Marsalis smiled faintly.
“We’ll go back to Ward,” Rovayo said quickly. She’d stepped subtly into the space between the two men, body language a blend of backing Coyle up and defusing the situation. Sevgi made it as instinctive—you couldn’t brawl in a virtuality, but Rovayo seemed to have forgotten where they were. “We’ll change the protocols, maybe run it through a different n-djinn. We’ll go deeper until we find the link. Now, it’s a given
that they knew each other. So it’s probably a safe bet that Ward went out there with the specific intention of bringing Merrin back.”
Coyle nodded. “Only Merrin won’t play ball. He doesn’t show, after what’s happened to him in transit from Mars, he doesn’t trust Ward or anybody else who’s in on this thing. And Ward has a limited window before Filigree Steel shows up; he doesn’t have time to search the hull for the guy he’s supposed to be collecting.”
“Or,” offered Rovayo, “Ward climbs down into the hull and when he sees the mess, he freaks and runs.”
“Yeah, could work that way, too.” Coyle grimaced. “Either way, Merrin finds his own way out, then goes looking for Ward anyway. You know what that sounds like to me? Revenge.”
Sevgi turned to look at Marsalis. “That make sense to you?”
“Well, you know us thirteens.” Marsalis glanced across at Coyle. He burlesqued a caricature Jesusland drawl. “We’re all real irrational when someone pisses us off.”
Coyle shrugged it off. “Yeah. What I heard.”
“Merrin’s just endured seven months in transit,” Norton pointed out. “He’s had to resort to cannibalism to survive. All because someone messed up his cryocap thaw. If he blamed Ward for that—”
“Or if Alicia here is right, and Ward did freak and run—” Coyle gestured. “Come on, however you look at it, this twi…this guy isn’t going to be in the most forgiving of moods. This is payback, pure and simple.”
“Marsalis.” Sevgi tried again. “I asked you what you think. You want to answer my question?”
He met her eyes. Face unreadable. “What do I think? I think we’re wasting our time here.”
Coyle snorted.
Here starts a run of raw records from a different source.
PR #890, opened 2019-10-20
ICU-20863 Regex, lazy creation and reduced size of map from capture g…

aheninger:
…roup names to numbers.

##### Checklist

- [x] Issue filed: https://unicode-org.atlassian.net/browse/ICU-20863
- [x] Issue accepted
- [x] Tests included

### DIFF
--- a/icu4c/source/i18n/repattrn.cpp
+++ b/icu4c/source/i18n/repattrn.cpp
@@ -138,18 +138,20 @@ RegexPattern &RegexPattern::operator = (const RegexPattern &other) {
     }
 
     // Copy the named capture group hash map.
-    int32_t hashPos = UHASH_FIRST;
-    while (const UHashElement *hashEl = uhash_nextElement(other.fNamedCaptureMap, &hashPos)) {
-        if (U_FAILURE(fDeferredStatus)) {
-            break;
-        }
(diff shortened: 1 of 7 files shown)


icu4c/source/i18n/repattrn.cpp
```diff
@@ -191,27 +193,38 @@ void RegexPattern::init() {
...
 
     // fNamedCaptureMap owns its key strings, type (UnicodeString *)
     uhash_setKeyDeleter(fNamedCaptureMap, uprv_deleteUObject);
+    return true;
 }
 
-
 //--------------------------------------------------------------------------
 //
 //   zap            Delete everything owned by this RegexPattern.
```
gvictor: [Intend to comment line 262 in github UI]
nit: a style question. Although uhash_close() does check the pointer null before deletion. Should null check be added  before calling uhash_close()?

For example: RBBIRuleScanner::~RBBIRuleScanner() does check null before calling uhash_close().

aheninger: OK, Changed it for consistency with other related code. If I were doing it all from scratch, I think I would omit all the extra NULL checks.

markusicu: FYI I wouldn't add such NULL checks, just like we don't check for nullptr before `delete ptr;`.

Rovayo laid a hand on his arm. The black man barely looked in their direction. He took a step across the virtual apartment, faced the screen where Merrin was locked in freeze frame walking away, slipping out of the security camera’s angle of capture.
“He was clear,” he said slowly. “He’d beaten your half-arsed private sector security effort, he’d left them puking their guts up exactly as planned. He’d run rings around them, misdirected everyone’s attention, and then disappeared into local population, just the way he was trained. Going back for Ward meant exposing himself, coming out into the open again.” A long, speculative stare across at Coyle. “When you’re operational in enemy territory, you don’t take risks like that for some kind of revenge kick.”